▶ _Task goal_
Each line of the data below either holds "longer" or does not. Report how many do, and only that.

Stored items
########################################

PR #1624, opened 2026-09-09
Fix the check model of CheckListView / CheckComboBox losing track of its checks

### LINKED ISSUE #1549: CheckListView.getCheckModel() doesn't select an item if another with a superior index was previously checked
**Description / Steps to reproduce:** 

Run the following code with controlsfx 11.2.1 and click on the button.
As defined in setOnAction(), items 2, 3, 1 should be checked. But only items 2 and 3 are.
If you click again on the button item 1 will be selected.
There is no problem if items are selected in order 1, 2, 3:

**Environment:**

Tested with JDK 21.0.3 / JavaFX 23-ea+20 / controlsfx 11.2.1
No problem with controlsfx 11.1.2, it seems to be a regression from 11.2.0

```java
public class CheckListViewIssue extends Application {

    @Override
    public void start(Stage primaryStage) {
        VBox vbox = new VBox();

        ObservableList<String> items = FXCollections.observableArrayList(
                "Item 1", "Item 2", "Item 3", "Item 4"
        );

        CheckListView<String> checkListView = new CheckListView<>(items);

        Button button = new Button("Select items in this order : 2, 3, 1. Item 1 will not be selected.");
        button.setOnAction(event -> {
            checkListView.getCheckModel().check(items.get(1));
            checkListView.getCheckModel().check(items.get(2));
            checkListView.getCheckModel().check(items.get(0)); // will not be selected
        });

        vbox.getChildren().add(button);
        vbox.getChildren().add(checkListView);

        primaryStage.setScene(new Scene(vbox));
        primaryStage.show();
    }

    public static void main(String[] args) {
        launch(args);
    }
}
```

### LINKED ISSUE #1597: Inconsistent selection in CheckComboBox
Hello,

While using CheckComboBox, I noticed a visual inconsistency bug in the selection of checkboxes.

### Bug description
When you have four or more contiguous items selected and you toggle the selection of the third from last item, it only deselects and does not reselect. Here are some examples:

Image

Image

After seeing this, I decided to add some prints to the CheckBitSetModelBase class and found something quite strange.

### Code
```
CheckBitSetModelBase(final Map<T, BooleanProperty> itemBooleanMap) {

        ...

        // this code is to handle the situation where a developer is manually
        // toggling the check model, and expecting the UI to update (without
        // this it won't happen!).
        getCheckedItems().addListener((ListChangeListener<T>) c -> {
            while (c.next()) {
                if (c.wasAdded()) {
                    for (T item : c.getAddedSubList()) {
                        System.out.println("[c.wasAdded()] item = " + item + ", c.getAddedSubList() = " + c.getAddedSubList()); # <<<<<<<<<<<<<<<<<<<<<<<<<<<<<<<<<<<
                        updateBooleanProperty(item, true);
                    }
                } 
                
                if (c.wasRemoved()) {
                    for (T item : c.getRemoved()) {
                        updateBooleanProperty(item, false);
                    }
                }
            }
        });
    }

    private void updateBooleanProperty(T item, boolean value) {
        BooleanProperty p = getItemBooleanProperty(item);
        if (p != null) {
            boolean before = p.get(); # <<<<<<<<<<<<<<<<<<<<<<<<<<<<<<<<<<<
            listenerFlag.set(true);
            p.set(value);
            listenerFlag.set(false);
            System.out.println("item = " + item + ", before = " + before + ", after = " + p.get()); # <<<<<<<<<<<<<<<<<<<<<<<<<<<<<<<<<<<
        }
    }
```

### Output

Selection of the first four items (everything normal)
```
[c.wasAdded()] item = Item 0, c.getAddedSubList() = [Item 0]
item = Item 0, before = false, after = true
============================================
Change: { [Item 0] addition at 0,  }
Added sublist [Item 0]
Removed sublist []
List [Item 0]
Added true, Permutated false, Removed false, Replaced false, Updated false
============================================
[c.wasAdded()] item = Item 1, c.getAddedSubList() = [Item 1]
item = Item 1, before = false, after = true
============================================
Change: { [Item 1] addition at 1,  }
Added sublist [Item 1]
Removed sublist []
List [Item 0, Item 1]
Added true, Permutated false, Removed false, Replaced false, Updated false
============================================
[c.wasAdded()] item = Item 2, c.getAddedSubList() = [Item 2]
item = Item 2, before = false, after = true
============================================
Change: { [Item 2] addition at 2,  }
Added sublist [Item 2]
Removed sublist []
List [Item 0, Item 1, Item 2]
Added true, Permutated false, Removed false, Replaced false, Updated false
============================================
[c.wasAdded()] item = Item 3, c.getAddedSubList() = [Item 3]
item = Item 3, before = false, after = true
============================================
Change: { [Item 3] addition at 3,  }
Added sublist [Item 3]
Removed sublist []
List [Item 0, Item 1, Item 2, Item 3]
Added true, Permutated false, Removed false, Replaced false, Updated false
============================================
```

Alternating the third from last selected item, i.e., deselecting it and selecting it again (bug)
```
item = Item 1, before = true, after = false
============================================
Change: { [Item 1] removal at 1,  }
Added sublist []
Removed sublist [Item 1]
List [Item 0, Item 2, Item 3]
Added false, Permutated false, Removed true, Replaced false, Updated false
============================================
[c.wasAdded()] item = Item 2, c.getAddedSubList() = [Item 1]
item = Item 2, before = true, after = true
============================================
Change: { [Item 1] addition at 1,  }
Added sublist [Item 1]
Removed sublist []
List [Item 0, Item 1, Item 2, Item 3]
Added true, Permutated false, Removed false, Replaced false, Updated false
============================================
```
There is definitely a problem here, because when you deselect the item, it is set to False, but when you try to reselect it, the next item is set to True?

But that's not all. If you add one more print, specifically this one:

```
// this code is to handle the situation where a developer is manually
// toggling the check model, and expecting the UI to update (without
// this it won't happen!).
getCheckedItems().addListener((ListChangeListener<T>) c -> {
    while (c.next()) {
        System.out.println("[c.next()] c = " + c); # <<<<<<<<<<<<<<<<<<<<<<<<<<<<<<<<<<<
        if (c.wasAdded()) {
            for (T item : c.getAddedSubList()) {
                System.out.println("[c.wasAdded()] item = " + item + ", c.getAddedSubList() = " + c.getAddedSubList());
                updateBooleanProperty(item, true);
            }
        } 
        
        if (c.wasRemoved()) {
            for (T item : c.getRemoved()) {
                updateBooleanProperty(item, false);
            }
        }
    }
```
The bug disappears:
Image

### Output
```
[c.next()] c = { [Item 0] addition at 0,  }
[c.wasAdded()] item = Item 0, c.getAddedSubList() = [Item 0]
item = Item 0, before = false, after = true
============================================
Change: { [Item 0] addition at 0,  }
Added sublist [Item 0]
Removed sublist []
List [Item 0]
Added true, Permutated false, Removed false, Replaced false, Updated false
============================================
[c.next()] c = { [Item 1] addition at 1,  }
[c.wasAdded()] item = Item 1, c.getAddedSubList() = [Item 1]
item = Item 1, before = false, after = true
============================================
Change: { [Item 1] addition at 1,  }
Added sublist [Item 1]
Removed sublist []
List [Item 0, Item 1]
Added true, Permutated false, Removed false, Replaced false, Updated false
============================================
[c.next()] c = { [Item 2] addition at 2,  }
[c.wasAdded()] item = Item 2, c.getAddedSubList() = [Item 2]
item = Item 2, before = false, after = true
============================================
Change: { [Item 2] addition at 2,  }
Added sublist [Item 2]
Removed sublist []
List [Item 0, Item 1, Item 2]
Added true, Permutated false, Removed false, Replaced false, Updated false
============================================
[c.next()] c = { [Item 3] addition at 3,  }
[c.wasAdded()] item = Item 3, c.getAddedSubList() = [Item 3]
item = Item 3, before = false, after = true
============================================
Change: { [Item 3] addition at 3,  }
Added sublist [Item 3]
Removed sublist []
List [Item 0, Item 1, Item 2, Item 3]
Added true, Permutated false, Removed false, Replaced false, Updated false
============================================
[c.next()] c = { [Item 1] removal at 1,  }
item = Item 1, before = true, after = false
============================================
Change: { [Item 1] removal at 1,  }
Added sublist []
Removed sublist [Item 1]
List [Item 0, Item 2, Item 3]
Added false, Permutated false, Removed true, Replaced false, Updated false
============================================
[c.next()] c = { [Item 2] addition at 1,  }
[c.wasAdded()] item = Item 1, c.getAddedSubList() = [Item 1]
item = Item 1, before = false, after = true
============================================
Change: { [Item 1] addition at 1,  }
Added sublist [Item 1]
Removed sublist []
List [Item 0, Item 1, Item 2, Item 3]
Added true, Permutated false, Removed false, Replaced false, Updated false
============================================
```

If I find an explanation for this kind of black magic, I'll make a PR, but for now, I don't think a print is the solution. I'm posting this issue in case anyone has any idea where the problem lies.

Rizen59:
## What this fixes

  `CheckListView`, `CheckComboBox` and `CheckTreeView` share `CheckBitSetModelBase`, which holds its
  checks as bits of a `BitSet`. Several defects let that model drift away from what the UI shows:
  `getCheckedIndices()` / `getCheckedItems()` report entries which do not match the ticked boxes, a box
  renders ticked on the wrong row, a check silently disappears, or a listener dies on an
  `IndexOutOfBoundsException`.

  Fixes #1549
  Fixes #1597

  ## The defects

  **1. A stale iteration cache** (the cause of #1549 and #1597) — `BitSetReadOnlyUnbackedObservableList.get(int)`
  caches the last resolved `(position, value)` pair to keep a sequential walk cheap (RT-39776). That pair
  only stays valid as long as the `BitSet` is left untouched, but `check()`, `checkIndices()`,
  `clearCheck()` and `clearChecks()` mutated the `BitSet` directly, behind the list's back. The following
  lookups resumed from an invalid pair and answered a wrong index — visible when a check closes a gap in
  an already checked range, or when the same index is checked twice.

  The list now owns the `BitSet`: no other handle on it remains, the model reads and mutates it through
  the list, and every mutator drops the cached pair. The invalidation can no longer be bypassed.

  **2. The cache left in an exhausted state** — `get(int)` answers `-1` for a position beyond the checked
  count, and used to leave the cached pair pointing at that exhausted state. The forward and backward
  short circuits cannot tell it apart from a resolved one, so the next lookup was computed from it and
  returned a wrong index: reading one index too far corrupted the reads which followed. `get(int)` now
  caches a pair only when it resolved one, and resumes its forward walk from that pair instead of
  counting from the first bit again at every range boundary.

  **3. `checkIndices(int...)` reported its arguments rather than its effect** — it set every given bit and
  then reported the whole argument array as added, without ever looking at it. Out-of-range indices were
  let through where `check(int)` rejects them, an already checked index was reported as added a second
  time, and duplicate or unsorted arguments broke the range change, which walks the reported indices
  assuming they are distinct and ascending. It now reduces the arguments to the indices it actually adds,
  and reports them as one range per run of consecutive indices — so the `splitChanges` parameter and the
  branch reporting a single range spanning unrelated positions are gone.

  **4. No-op calls reported a change** — `check(int)` on an already checked index, `clearCheck(int)` on an
  unchecked one and `clearChecks()` on an empty model each fired a change describing nothing
  (`clearCheck()` looked up a position for an index the list never held). They return early now.

  **5. `isChecked(int)` threw on an index outside the list** — it reached straight into the `BitSet`, so it
  threw `IndexOutOfBoundsException` on the `-1` that `getItemIndex(T)` answers for an item the list does
  not hold; both `isChecked(T)` and `toggleCheckState(T)` hand that `-1` straight over. It answers `false`
  outside the list now, the way `check(int)` and `clearCheck(int)` already ignore such an index.

  **6. Checks did not follow their items when the item list changed** — `updateMap()` rebuilds the
  `BooleanProperty` of every item but left the `BitSet` untouched, so a check stayed on a *position*
  rather than on the item it was made on. Removing a checked item left its bit behind, out of the bounds
  of the list or picked up by whichever item landed on that index — which then showed up checked although
  it never was; `clearChecks()` then mapped that stale index back to an item and threw
  `IndexOutOfBoundsException` inside a listener, where JavaFX only hands the failure over to the uncaught
  exception handler of the thread. And because the rebuild replaces the map rather than the checked
  indices, no listener fired to close the gap: the box of an item the model still reported as checked
  rendered unchecked.

  `updateMap()` now reads the checked items from the `BooleanProperty` of each item — an index is stale as
  soon as the list of items changes, while a property stays with the item it was created for — and
  rebuilds both the checked indices and the properties from them. An item the changed list still holds
  keeps its check, wherever it landed; a check made on an item which is gone dies with it.

  **7. `checkAll()` fired a change per item** — it hands every index over in a single call now, reported as
  one change.

  **8. The added-range change overrode `getAddedSize()`** — the override answered `to - from` without the
  state check its `getFrom()` and `getTo()` make, so an inspection made before `next()` read `0` where
  every other one throws `IllegalStateException`. The base implementation computes the same size through
  those two accessors, so the override is dropped.

  ## Behaviour visible to callers

  - No change event is fired for a call which changes nothing.
  - `checkIndices(int...)` ignores out-of-range indices instead of setting them (`BitSet.set(-1)` threw),
    and reports only the indices it adds.
  - `isChecked(int)` answers `false` outside the list instead of throwing.
  - Checks follow their items across a change of the item list, instead of staying on the positions they
    were made at.

  ## Tests

  `./gradlew :controlsfx:test` — the whole controlsfx suite passes (85 tests, no failure).

  - `CheckBitSetModelBaseTest`: 14 → 33 tests, covering the check orders of #1549 and #1597, the reads
    beyond the checked count, the invalid and duplicate indices, the no-op calls and the item list
    changes.
  - `CheckListViewTest`: new, 9 tests driving a real `CheckListView` and asserting on the
    `BooleanProperty` the `CheckBox` of each row is bound to — the same scenarios, seen from the control.

  The commits are meant to be read in order: each one states the defect it repairs and the reasoning
  behind the fix

### DIFF
--- a/controlsfx/src/main/java/org/controlsfx/control/CheckComboBox.java
+++ b/controlsfx/src/main/java/org/controlsfx/control/CheckComboBox.java
@@ -148,7 +148,10 @@ public class CheckComboBox<T> extends ControlsFXControl {
         this.items = items == null ? FXCollections.observableArrayList() : items;
         checkModelProperty().addListener((o, oldModel, newModel) -> {
             if (oldModel instanceof CheckBitSetModelBase) {
-                ((CheckBitSetModelBase<?>) oldModel).dispose();
+                ((CheckBitSetModelBase<?>) oldModel).detach();
+            }
+            if (newModel instanceof CheckBitSetModelBase) {
+                ((CheckBitSetModelBase<?>) newModel).attach();
             }
         });
         setCheckModel(new CheckComboBoxBitSetCheckModel<>(this.items, itemBooleanMap));
@@ -385,15 +388,22 @@ public class CheckComboBox<T> extends ControlsFXControl {
             super(itemBooleanMap);
             
             this.items = items;
-            this.items.addListener(itemsListener);
-            
-            updateMap();
+
+            attach();
         }
-        
+
         @Override
-        void dispose() {
+        void attach() {
+            // removed first: this model is attached again whenever it is set on its control
             items.removeListener(itemsListener);
-            super.dispose();
+            items.addListener(itemsListener);
+            super.attach();
+        }
+
+        @Override
+        void detach() {
+            items.removeListener(itemsListener);
+            super.detach();
         }
         
         
--- a/controlsfx/src/main/java/org/controlsfx/control/CheckComboBox.java
+++ b/controlsfx/src/main/java/org/controlsfx/control/CheckComboBox.java
@@ -146,6 +146,11 @@ public class CheckComboBox<T> extends ControlsFXControl {
         
         this.itemBooleanMap = new HashMap<>(initialSize);
         this.items = items == null ? FXCollections.observableArrayList() : items;
+        checkModelProperty().addListener((o, oldModel, newModel) -> {
+            if (oldModel instanceof CheckBitSetModelBase) {
+                ((CheckBitSetModelBase<?>) oldModel).dispose();
+            }
+        });
         setCheckModel(new CheckComboBoxBitSetCheckModel<>(this.items, itemBooleanMap));
     }
 
@@ -366,6 +371,7 @@ public class CheckComboBox<T> extends ControlsFXControl {
          **********************************************************************/
         
         private final ObservableList<T> items;
+        private final ListChangeListener<T> itemsListener = c -> updateMap();
         
         
         
@@ -379,9 +385,15 @@ public class CheckComboBox<T> extends ControlsFXControl {
             super(itemBooleanMap);
             
             this.items = items;
-            this.items.addListener((ListChangeListener<T>) c -> updateMap());
+            this.items.addListener(itemsListener);
             
             updateMap();
+        }
+        
+        @Override
+        void dispose() {
+            items.removeListener(itemsListener);
+            super.dispose();
         }
         
         
--- a/controlsfx/src/main/java/impl/org/controlsfx/collections/ChangeHelper.java
+++ b/controlsfx/src/main/java/impl/org/controlsfx/collections/ChangeHelper.java
@@ -1,5 +1,5 @@
 /*
- * Copyright (c) 2018, ControlsFX
+ * Copyright (c) 2018, 2026, ControlsFX
  * All rights reserved.
  *
  * Redistribution and use in source and binary forms, with or without
@@ -31,12 +31,17 @@ import java.util.List;
 
 class ChangeHelper {
     
-    static String addRemoveChangeToString(int from, int to, List<?> list, List<?> removed) {
+    /**
+     * The text of the given add/remove change, built from the elements it added and the ones it
+     * removed. The added elements are taken as given rather than read back from the list, which a
+     * change reported from a snapshot is free to no longer stand for.
+     */
+    static String addRemoveChangeToString(int from, int to, List<?> added, List<?> removed) {
         
         StringBuilder b = new StringBuilder();
 
         if (removed.isEmpty()) {
-            b.append(list.subList(from, to));
+            b.append(added);
             b.append(" addition at ").append(from);
         } else {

########################################

▶ _Answer section_
2